• What to produce: Copy exactly the lines of the records below, and only those lines, beginning with the line that contains "project_type = get_ort_project_type(project)" and ending with the line that contains "for this fix!".

[Stored items]
■ ■ ■ ■ ■

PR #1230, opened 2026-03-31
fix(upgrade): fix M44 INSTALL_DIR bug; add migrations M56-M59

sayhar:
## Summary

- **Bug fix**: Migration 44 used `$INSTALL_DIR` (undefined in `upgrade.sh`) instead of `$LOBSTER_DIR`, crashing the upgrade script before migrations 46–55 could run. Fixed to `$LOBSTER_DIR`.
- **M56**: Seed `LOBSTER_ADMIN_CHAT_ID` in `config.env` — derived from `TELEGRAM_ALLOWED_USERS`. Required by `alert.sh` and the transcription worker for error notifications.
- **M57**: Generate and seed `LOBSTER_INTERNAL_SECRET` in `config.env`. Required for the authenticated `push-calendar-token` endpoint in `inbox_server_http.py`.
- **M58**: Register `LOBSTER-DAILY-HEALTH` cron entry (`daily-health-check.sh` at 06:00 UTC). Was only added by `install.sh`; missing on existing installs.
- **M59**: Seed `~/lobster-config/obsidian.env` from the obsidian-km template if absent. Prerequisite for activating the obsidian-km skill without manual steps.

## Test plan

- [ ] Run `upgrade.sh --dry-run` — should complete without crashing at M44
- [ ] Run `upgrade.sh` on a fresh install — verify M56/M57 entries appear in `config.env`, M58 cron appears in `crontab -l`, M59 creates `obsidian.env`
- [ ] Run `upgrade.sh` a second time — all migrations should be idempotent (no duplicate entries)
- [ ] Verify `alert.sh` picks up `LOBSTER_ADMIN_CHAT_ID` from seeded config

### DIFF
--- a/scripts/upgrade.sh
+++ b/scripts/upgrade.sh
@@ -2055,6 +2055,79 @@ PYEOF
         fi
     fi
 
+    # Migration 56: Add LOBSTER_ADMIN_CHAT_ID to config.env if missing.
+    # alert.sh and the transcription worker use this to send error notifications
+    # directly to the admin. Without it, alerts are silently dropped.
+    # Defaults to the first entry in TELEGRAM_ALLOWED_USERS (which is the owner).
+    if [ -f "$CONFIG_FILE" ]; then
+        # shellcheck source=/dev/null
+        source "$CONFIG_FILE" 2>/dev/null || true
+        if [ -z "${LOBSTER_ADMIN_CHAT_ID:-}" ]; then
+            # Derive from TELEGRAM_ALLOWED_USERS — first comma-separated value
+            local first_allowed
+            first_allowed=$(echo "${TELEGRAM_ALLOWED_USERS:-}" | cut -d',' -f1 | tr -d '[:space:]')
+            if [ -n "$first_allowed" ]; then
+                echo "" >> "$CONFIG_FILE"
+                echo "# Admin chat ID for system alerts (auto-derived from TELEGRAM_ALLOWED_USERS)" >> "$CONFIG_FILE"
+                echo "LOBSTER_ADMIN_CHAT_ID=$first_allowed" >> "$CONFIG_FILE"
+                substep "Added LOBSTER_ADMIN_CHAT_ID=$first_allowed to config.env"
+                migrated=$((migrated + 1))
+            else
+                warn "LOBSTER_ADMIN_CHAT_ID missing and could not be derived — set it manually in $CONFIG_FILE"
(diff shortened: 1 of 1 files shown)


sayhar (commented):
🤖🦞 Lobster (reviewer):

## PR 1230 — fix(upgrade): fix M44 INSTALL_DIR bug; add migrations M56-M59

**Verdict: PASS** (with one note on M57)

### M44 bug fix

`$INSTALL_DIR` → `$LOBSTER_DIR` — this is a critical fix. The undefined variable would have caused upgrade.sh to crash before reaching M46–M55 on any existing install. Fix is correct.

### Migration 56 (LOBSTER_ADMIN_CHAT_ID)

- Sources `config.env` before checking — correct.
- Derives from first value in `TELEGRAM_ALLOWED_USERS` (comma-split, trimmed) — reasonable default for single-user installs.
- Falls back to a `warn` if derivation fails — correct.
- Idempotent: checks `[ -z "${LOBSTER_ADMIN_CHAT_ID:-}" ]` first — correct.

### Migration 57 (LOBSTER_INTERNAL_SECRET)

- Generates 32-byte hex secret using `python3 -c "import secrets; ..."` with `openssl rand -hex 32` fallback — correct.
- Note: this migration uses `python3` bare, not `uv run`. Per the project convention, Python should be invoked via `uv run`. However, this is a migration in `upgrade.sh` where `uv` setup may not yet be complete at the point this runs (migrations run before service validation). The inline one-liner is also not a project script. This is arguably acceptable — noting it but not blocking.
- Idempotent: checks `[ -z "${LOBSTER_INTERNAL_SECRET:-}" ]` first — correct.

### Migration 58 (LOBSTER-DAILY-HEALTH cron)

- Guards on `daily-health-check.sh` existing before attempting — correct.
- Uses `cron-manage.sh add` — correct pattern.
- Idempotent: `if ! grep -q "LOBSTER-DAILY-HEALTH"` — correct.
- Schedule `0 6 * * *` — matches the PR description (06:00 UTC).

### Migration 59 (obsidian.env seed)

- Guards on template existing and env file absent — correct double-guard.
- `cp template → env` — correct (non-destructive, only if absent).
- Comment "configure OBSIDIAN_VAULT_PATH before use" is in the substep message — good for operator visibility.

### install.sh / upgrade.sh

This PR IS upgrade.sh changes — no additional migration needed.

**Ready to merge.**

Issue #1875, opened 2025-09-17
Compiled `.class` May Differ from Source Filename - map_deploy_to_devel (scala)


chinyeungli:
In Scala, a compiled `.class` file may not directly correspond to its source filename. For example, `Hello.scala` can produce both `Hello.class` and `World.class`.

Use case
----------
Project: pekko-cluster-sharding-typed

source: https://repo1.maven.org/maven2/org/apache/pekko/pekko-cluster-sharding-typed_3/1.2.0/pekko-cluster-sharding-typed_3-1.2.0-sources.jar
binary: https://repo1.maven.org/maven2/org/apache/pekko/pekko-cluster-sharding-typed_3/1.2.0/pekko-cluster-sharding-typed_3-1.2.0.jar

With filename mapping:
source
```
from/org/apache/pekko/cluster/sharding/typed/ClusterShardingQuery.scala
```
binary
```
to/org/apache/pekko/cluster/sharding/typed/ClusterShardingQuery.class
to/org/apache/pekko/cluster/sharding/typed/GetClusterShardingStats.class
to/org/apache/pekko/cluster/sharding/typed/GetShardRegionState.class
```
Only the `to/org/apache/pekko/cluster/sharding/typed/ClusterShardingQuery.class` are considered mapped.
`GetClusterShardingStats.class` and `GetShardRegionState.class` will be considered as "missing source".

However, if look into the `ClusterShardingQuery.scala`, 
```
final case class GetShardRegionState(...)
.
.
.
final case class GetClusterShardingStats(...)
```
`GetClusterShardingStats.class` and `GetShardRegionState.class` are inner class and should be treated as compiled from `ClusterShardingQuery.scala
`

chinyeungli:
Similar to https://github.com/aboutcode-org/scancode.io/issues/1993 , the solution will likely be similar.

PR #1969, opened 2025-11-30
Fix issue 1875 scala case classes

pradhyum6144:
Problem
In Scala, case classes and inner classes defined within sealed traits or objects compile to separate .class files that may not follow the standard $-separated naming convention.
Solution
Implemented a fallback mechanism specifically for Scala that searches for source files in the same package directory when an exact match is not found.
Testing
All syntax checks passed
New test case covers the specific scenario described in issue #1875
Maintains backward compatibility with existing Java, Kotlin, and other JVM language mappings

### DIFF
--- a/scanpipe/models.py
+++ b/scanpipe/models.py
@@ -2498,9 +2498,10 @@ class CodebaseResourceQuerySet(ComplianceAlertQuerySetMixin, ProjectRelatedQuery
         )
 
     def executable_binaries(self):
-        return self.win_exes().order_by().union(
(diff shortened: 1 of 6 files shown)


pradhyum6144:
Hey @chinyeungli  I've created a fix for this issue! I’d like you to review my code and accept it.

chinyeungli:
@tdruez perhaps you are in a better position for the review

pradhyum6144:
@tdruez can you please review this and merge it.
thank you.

■ ■ ■ ■ ■

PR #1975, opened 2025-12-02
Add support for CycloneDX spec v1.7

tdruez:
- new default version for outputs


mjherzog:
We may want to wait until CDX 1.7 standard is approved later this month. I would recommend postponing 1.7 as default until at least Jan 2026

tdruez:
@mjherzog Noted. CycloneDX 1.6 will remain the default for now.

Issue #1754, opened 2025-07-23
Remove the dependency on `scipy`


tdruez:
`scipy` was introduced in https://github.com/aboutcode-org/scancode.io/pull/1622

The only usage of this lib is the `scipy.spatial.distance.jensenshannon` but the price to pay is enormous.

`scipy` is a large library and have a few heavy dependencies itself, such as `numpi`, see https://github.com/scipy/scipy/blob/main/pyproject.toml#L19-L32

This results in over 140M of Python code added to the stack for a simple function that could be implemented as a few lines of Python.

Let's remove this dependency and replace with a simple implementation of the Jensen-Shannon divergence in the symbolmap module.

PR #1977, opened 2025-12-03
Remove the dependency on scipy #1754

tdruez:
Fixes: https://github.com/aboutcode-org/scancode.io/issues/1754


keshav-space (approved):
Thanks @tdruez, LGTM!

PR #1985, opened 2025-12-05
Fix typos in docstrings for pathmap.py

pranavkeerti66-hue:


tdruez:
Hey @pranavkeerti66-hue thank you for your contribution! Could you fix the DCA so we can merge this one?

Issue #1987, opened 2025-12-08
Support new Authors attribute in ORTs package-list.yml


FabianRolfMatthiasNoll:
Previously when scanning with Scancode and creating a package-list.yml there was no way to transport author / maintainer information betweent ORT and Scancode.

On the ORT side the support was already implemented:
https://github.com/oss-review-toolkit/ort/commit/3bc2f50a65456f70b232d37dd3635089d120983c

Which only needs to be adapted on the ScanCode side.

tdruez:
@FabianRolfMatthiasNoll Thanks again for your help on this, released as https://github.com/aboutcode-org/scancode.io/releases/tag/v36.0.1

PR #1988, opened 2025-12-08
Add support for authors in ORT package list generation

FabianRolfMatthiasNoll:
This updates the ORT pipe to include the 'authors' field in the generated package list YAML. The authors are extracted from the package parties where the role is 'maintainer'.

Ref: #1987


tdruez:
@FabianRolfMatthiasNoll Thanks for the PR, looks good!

■ ■ ■ ■ ■

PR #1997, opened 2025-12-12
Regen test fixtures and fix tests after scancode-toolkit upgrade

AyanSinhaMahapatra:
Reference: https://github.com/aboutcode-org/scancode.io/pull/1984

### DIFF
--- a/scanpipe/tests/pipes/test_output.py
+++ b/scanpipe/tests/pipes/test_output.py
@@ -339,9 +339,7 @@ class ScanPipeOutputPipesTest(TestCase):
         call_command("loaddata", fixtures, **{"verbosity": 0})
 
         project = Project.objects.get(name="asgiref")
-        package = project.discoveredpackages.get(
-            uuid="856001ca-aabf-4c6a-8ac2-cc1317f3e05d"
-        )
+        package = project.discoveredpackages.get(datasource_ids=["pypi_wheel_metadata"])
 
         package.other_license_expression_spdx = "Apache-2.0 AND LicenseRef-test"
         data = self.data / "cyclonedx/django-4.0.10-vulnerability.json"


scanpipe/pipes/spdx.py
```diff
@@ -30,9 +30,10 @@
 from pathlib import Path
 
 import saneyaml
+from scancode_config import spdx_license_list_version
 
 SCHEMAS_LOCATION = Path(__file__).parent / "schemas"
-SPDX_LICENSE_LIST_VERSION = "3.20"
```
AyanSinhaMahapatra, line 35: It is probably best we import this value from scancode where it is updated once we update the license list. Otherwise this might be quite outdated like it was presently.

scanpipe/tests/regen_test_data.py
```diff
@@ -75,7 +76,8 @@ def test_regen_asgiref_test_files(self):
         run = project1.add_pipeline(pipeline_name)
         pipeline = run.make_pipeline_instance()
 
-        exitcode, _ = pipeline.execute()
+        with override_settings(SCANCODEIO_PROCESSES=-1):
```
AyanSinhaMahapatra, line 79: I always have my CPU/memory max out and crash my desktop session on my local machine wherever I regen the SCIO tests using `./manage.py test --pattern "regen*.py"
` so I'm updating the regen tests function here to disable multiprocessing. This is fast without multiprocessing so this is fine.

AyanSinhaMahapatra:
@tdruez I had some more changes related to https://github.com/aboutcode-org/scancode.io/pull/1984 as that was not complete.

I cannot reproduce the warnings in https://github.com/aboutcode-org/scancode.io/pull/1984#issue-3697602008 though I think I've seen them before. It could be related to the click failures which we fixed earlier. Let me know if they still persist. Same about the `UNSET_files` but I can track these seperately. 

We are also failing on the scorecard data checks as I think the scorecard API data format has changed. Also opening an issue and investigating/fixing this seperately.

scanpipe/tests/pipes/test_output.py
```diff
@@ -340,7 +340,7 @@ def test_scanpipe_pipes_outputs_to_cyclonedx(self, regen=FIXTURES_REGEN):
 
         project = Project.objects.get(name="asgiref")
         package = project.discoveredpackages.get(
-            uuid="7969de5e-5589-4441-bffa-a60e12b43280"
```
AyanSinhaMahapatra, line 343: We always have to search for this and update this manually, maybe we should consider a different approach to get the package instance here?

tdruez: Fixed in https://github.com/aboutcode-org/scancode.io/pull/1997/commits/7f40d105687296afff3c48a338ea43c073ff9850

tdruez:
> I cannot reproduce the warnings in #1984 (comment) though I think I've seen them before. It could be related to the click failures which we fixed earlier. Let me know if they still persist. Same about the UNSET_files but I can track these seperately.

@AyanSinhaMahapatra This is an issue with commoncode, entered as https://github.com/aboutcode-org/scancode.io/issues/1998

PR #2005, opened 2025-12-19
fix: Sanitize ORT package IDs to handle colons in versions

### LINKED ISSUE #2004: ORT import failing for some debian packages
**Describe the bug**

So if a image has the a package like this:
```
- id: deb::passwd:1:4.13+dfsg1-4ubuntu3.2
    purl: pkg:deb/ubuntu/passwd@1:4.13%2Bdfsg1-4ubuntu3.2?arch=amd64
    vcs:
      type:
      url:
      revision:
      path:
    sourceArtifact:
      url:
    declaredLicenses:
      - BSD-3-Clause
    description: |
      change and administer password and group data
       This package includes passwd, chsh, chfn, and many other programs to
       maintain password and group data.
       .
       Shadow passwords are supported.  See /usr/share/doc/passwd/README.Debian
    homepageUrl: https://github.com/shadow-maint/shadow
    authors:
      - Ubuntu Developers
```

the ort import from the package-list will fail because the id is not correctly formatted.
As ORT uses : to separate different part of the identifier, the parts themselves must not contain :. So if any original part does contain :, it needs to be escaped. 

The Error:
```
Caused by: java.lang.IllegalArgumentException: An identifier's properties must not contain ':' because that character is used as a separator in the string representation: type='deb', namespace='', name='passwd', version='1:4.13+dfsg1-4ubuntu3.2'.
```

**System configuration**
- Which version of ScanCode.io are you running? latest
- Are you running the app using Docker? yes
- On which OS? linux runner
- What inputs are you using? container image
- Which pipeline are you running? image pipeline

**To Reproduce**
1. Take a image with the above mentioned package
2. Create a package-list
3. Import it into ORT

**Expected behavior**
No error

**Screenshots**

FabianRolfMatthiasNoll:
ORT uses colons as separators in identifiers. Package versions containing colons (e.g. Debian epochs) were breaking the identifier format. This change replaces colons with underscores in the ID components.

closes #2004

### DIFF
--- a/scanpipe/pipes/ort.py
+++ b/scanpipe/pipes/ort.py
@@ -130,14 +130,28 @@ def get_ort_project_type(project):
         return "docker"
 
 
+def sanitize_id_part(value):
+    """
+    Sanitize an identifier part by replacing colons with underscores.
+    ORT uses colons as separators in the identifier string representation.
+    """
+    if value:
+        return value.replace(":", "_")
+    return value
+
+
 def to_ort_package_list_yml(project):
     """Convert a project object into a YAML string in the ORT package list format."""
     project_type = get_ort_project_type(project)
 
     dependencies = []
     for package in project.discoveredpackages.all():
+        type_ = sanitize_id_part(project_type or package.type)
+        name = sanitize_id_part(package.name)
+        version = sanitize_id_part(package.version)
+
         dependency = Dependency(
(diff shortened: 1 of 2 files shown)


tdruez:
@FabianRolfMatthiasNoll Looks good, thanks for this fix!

■ ■ ■ ■ ■

• The answer:
     project_type = get_ort_project_type(project)
 
     dependencies = []
     for package in project.discoveredpackages.all():
+        type_ = sanitize_id_part(project_type or package.type)
+        name = sanitize_id_part(package.name)
+        version = sanitize_id_part(package.version)
+
         dependency = Dependency(
(diff shortened: 1 of 2 files shown)


tdruez:
@FabianRolfMatthiasNoll Looks good, thanks for this fix!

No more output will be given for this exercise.